PR #76, opened 2016-08-04
Merge decisions

vidartf:
Implements merging using the merge decision format described in #74 (see also #75).

### Todo:
 - [x] Have autoresolve work with the new format.
 - [x] Update methods/tests that want both conflicts and merged output to use the new interface.
 - [x] Ensure parity with old method.
 - [x] Make new test / update old ones to test decision making and application separately.

Issue #33, opened 2016-04-15
Add wrapper script for git mergetool configuration


martinal:
For git mergetool to trigger nbmerge only for ipynb files, it seems we need to make a wrapper script that is invoked for all filetypes, checks the filetype, and forwards to another tool if it's not ours to merge.

A suggestion that could work with some modifications is here:
https://gist.github.com/elsevers/11349227

minrk:
This is what we already do in the difftool, so I think the same approach should work.

martinal:
Can we close this now?

vidartf:
I think we can say that it has been superseded by #88.

PR #77, opened 2016-08-18
Webapp mergetool

vidartf:
This PR implements a git mergedriver, and an initial, workable web-based mergetool. The mergetool still has some issues, and has not been tested against highly complex merges yet, but it could benefit from somebody else looking at it, and find some obvious missing cases.

To test the merge tool manually, use the console entry point `git-nbwebmergetool`. To test in a repo, run:

```
git-nbmergedriver config --enable [--global]
git-nbmergetool config --enable [--global]
```
This will first enable the merge driver (if `--global` is not used, you should be in the repo root where you want the driver to handle notebooks, so that it can find `.gitattributes`). Next it will enable the merge tool. Note that this will set the mergetool as the default, which will then only work for notebooks until #33 is implemented. You can manually change your tool back to your default after, and then use `git mergetool` with `-t`/`--tool=` to manually pick the tool when appropriate.

This PR is based on #76.

### TODO
 - [ ] Expand tests of webapp client-side code
 - [ ] Fix alignment on decision pickers on alignment offsets
 - [ ] Add widget for metadata conflict resolution on cell and notebook level
 - [ ] Add widget for outputs conflict resolution


martinal:
travis fails with
```
    /home/travis/build/jupyter/nbdime/nbdime/webapp/node_modules/jupyterlab/scripts/dedupe.js:7
    var version = childProcess.execSync('npm --version', { encoding: 'utf8' });
                               ^
    TypeError: Object #<Object> has no method 'execSync'
        at Object.<anonymous> (/home/travis/build/jupyter/nbdime/nbdime/webapp/node_modules/jupyterlab/scripts/dedupe.js:7:28)
```
Is this something that can be fixed?

nbdime/gitmergetool.py
```diff
@@ -0,0 +1,116 @@
...
+
+
+def show_merge(base, local, remote, merged):
+    """Run the mergetool
+
+    If we are merging a notebook, show the merge via nbmerge.
+    Otherwise, exit with error code.
+    """
+    # TODO: handle /dev/null (Windows equivalent?) for new or deleted files
+    if any([not f.endswith('.ipynb') for f in [base, local, remote, merged]]):
```
martinal: Tip: `any([x for x in mylist])` will build the list first and then run `any` on it. Instead, use a generator by dropping `[]`, i.e.:  `any(x for x in mylist)`  to let `any` abort on first True value. Not important here, but slightly less typing and improves performance.

nbdime/merging/decisions.py
```diff
@@ -0,0 +1,462 @@
...
+    Returns the new decision.
+
+    Raises a ValueErorr if a decision can not be created at the lower level.
+    """
+    diffs = [decision.local_diff, decision.remote_diff]
+    if decision.action == "custom":
+        diffs.append(decision.custom_diff)
+    popped = _pop_path(diffs)
+    if popped is None:
+        raise ValueError("Cannot pop patch decision for: " + str(decision))
```
martinal: Seems like you're using exceptions for expected program flow, may I suggest `return None` instead? (see below)

nbdime/merging/decisions.py
```diff
@@ -0,0 +1,462 @@
...
+
+    Calls `pop_patch_decision` recursively until it is at the lowest possible
+    decision level.
+
+    If the decision is already at the lowest level, it returns the original
+    decision.
+    """
+    try:
+        while 1:
+            decision = pop_patch_decision(decision)
```
martinal: Instead of `try/except` + `while 1:`, why not do `while decision is not None:`? (see above).

nbdime/gitmergedriver.py
```diff
@@ -31,6 +32,29 @@ def enable(global_=False):
     check_call(cmd + ['merge.jupyternotebook.driver', 'git-nbmergedriver merge %O %A %B %L %P'])
     check_call(cmd + ['merge.jupyternotebook.name', 'jupyter notebook merge driver'])
 
+    if global_:
+        try:
+            bpath = check_output(['git', 'config', '--global', 'core.attributesfile'])
```
martinal: `check_output` is not imported.

martinal:
@minrk did you take a look at the npm issue?

minrk:
Yes, I just opened https://github.com/vidartf/nbdime/pull/1 to install nodejs 4, which results in [passing tests](https://travis-ci.org/minrk/nbdime/builds/158741661).

martinal:
One pytest.raises type test case fails after you refactored the raising code.

vidartf:
Thanks, I'll start looking at splitting up this PR now.

vidartf:
Just rebased this. It is not a 100% polished yet with regards to the todo list, but the changes are so substantial at this point that I would argue for a merge and iterate approach.

martinal:
Agree, lets merge and get back to smaller PRs.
========================================================================
### Try it
The string "execSync" may appear in lines of the entries above. Say how many such lines there are, as a number only.

### Written reply
2